For many, staying active is a priority, however, lockdown may have derailed your plans for a healthier you.  

We sat down with Nutritional Biochemist Dr Elizabeth Steels to learn some of her tips for staying active while at home in lockdown.  

gain energy during lockdown

Find an exercise you enjoy

Although it may feel like the last thing you want to do when you feel tired, physical activity has been shown to release endorphins and serotonin into the body; working to increase feelings of joy and satisfaction[1].

Walking has been shown to help increase the chances of a longer, healthier life, with one study showing that walking can help increase your heart and lung fitness, and improve the management of hypertension, muscular pain and fitness[2].
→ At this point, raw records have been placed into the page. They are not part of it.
PR #962, opened 2019-09-20
Support fetch test case in parser

darionyaphet:


src/parser/test/ParserTest.cpp
```diff
@@ -715,6 +715,133 @@ TEST(Parser, DeleteEdge) {
...
+        GQLParser parser;
+        std::string query = "$var = GO FROM 1 over e1; "
+                            "FETCH PROP ON person $var.id YIELD person.name, person.age";
+        auto result = parser.parse(query);
+        ASSERT_TRUE(result.ok()) << result.status();
+    }
+    {
+        GQLParser parser;
+        std::string query = "FETCH PROP ON player 1,2,3 "
+                            "YIELD DISTINCT person.name, person.age";
```
CPWstatic: There is no syntax error, but the semantics are wrong. I suggest change the tag of person to player.

src/parser/test/ParserTest.cpp
```diff
@@ -715,6 +715,133 @@ TEST(Parser, DeleteEdge) {
...
+                            "YIELD transfer._src AS s, serve._dst AS d | "
+                            "FETCH PROP ON transfer $-.s -> $-.d YIELD transfer.amount";
+        auto result = parser.parse(query);
+        ASSERT_TRUE(result.ok()) << result.status();
+    }
+    {
+        GQLParser parser;
+        std::string query = "$var = GO FROM 12345 OVER transfer "
+                            "YIELD transfer._src AS s, edu._dst AS d; "
+                            "FETCH PROP ON serve $var.s -> $var.d YIELD transfer.amount";
```
CPWstatic: Same problem as mentioned above.

darionyaphet: This case is refer to [fetch-syntax](https://github.com/vesoft-inc/nebula/blob/master/docs/manual-EN/statement-syntax/data-manipulation-statements/fetch-syntax.md).  But no mistakes were found.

The best part is that walking is easy to fit into your daily routine.  Try walking to a coffee date with friends or walking with your family to a local park.  As a low-impact weight-bearing exercise, it’s easy to take up and can help improve your energy levels plus it’s a chance to take advantage of nature and get outdoors for your daily exercise.  

ubiquinol for energy

Turn nutritious food into Energy

Evaluating your eating habits may offer an insight into why you may be feeling sluggish and lethargic during the day. A diet high in processed foods and sugars may affect your energy levels as well as your long-term health[3].

Our nutrient intake is vital in keeping us energised and ensuring our health and wellbeing take a priority in our daily lives.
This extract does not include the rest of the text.